Yoshimoto et al. (39) found POP activity in 19 of 22 species of mushroom (Agaricales) tested, and of the species that could be cultured, POP activity was always intracellular. However, the same authors later purified an extracellular POP from the common mushroom Agaricus bisporus (40). In our experiments CaPOP1 was very sensitive to proteolytic degradation during purification, which is atypical of extracellular fungal enzymes. It also lacks any detectable signal peptide. These observations suggest that CaPOP1 is intracellular, which is consistent with CaPOP1 having a role in posttranslational processing of the phalloidin proprotein. Our studies do not, however, unequivocally establish that CaPOP1 is the enzyme that processes the phalloidin precursor in vivo. The role of POP in toxin non-producing mushrooms is unknown, although an extracellular location in the case of A. bisporus would suggest a role in saprophytic scavenging. Although many naturally occurring peptides, such as mammalian hormones, can be cleaved by POPs in vitro, the in vivo substrates of POPs in animals, plants, and bacteria are unknown in most cases (18).

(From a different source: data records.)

PR #1927, opened 2020-03-31
Editorial: fix auto-linking of TemplateStrings abstract op

bakkot:
Same problem as https://github.com/tc39/ecma262/pull/1921.

### DIFF
--- a/spec.html
+++ b/spec.html
@@ -13099,7 +13099,7 @@
         </ul>
       </emu-clause>
 
-      <emu-clause id="sec-static-semantics-templatestrings">
+      <emu-clause id="sec-static-semantics-templatestrings" aoid="TemplateStrings">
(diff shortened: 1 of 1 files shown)


jmdyck:
The difference with PR #1921 is that `LocalTZA` is an (implementation-defined) abstract operation, whereas `TemplateStrings` is a syntax-directed operation. So this case is actually more like PR #1821, which attempts to achieve auto-linking for the SDO `CaseBlockEvaluation`.

As I pointed out there, when an SDO has a single clause that contains all of its definitions, it is tempting to put an `aoid` on that clause, but that approach can't be applied to all SDOs. @syg said he'd rather not add `aoid`s to SDOs.

michaelficarra:
Ah good point @jmdyck.

bakkot:
Closing; should be fixed by #1950.

PR #1928, opened 2020-03-31
Editorial: List module namespace exports as new in the 11th edition

mathiasbynens:
I think this was an oversight, but I might be missing something.


spec.html
```diff
@@ -105,7 +105,7 @@ <h1>Introduction</h1>
...
+  <p>This specification, the 11<sup>th</sup> edition, introduces the `matchAll` method for Strings, to produce an iterator for all match objects generated by a global regular expression; `import()`, a syntax to asynchronously import Modules with a dynamic specifier; `BigInt`, a new number primitive for working with arbitrary precision integers; `Promise.allSettled`, a new Promise combinator that does not short-circuit; `globalThis`, a universal way to access the global `this` value; dedicated `import * as ns from 'module'` syntax for use within modules; increased standardization of `for-in` enumeration order, as well as adding two new syntax features to improve working with “nullish” values (`null` or `undefined`): nullish coalescing, a value selection operator; and optional chaining, a property access and function invocation operator that short-circuits if the value to access/invoke is nullish.</p>
```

In conclusion, in this paper we have shown that the POP of the phalloidin-producing mushroom C. albipes can efficiently and precisely cleave the precursor of phalloidin, releasing the heptapeptide of the mature toxin. Subsequent steps in the biosynthesis of phalloidin must include cyclization, hydroxylation, epimerization of l-Thr to d-Thr, and formation of the tryptathionine cross-bridge.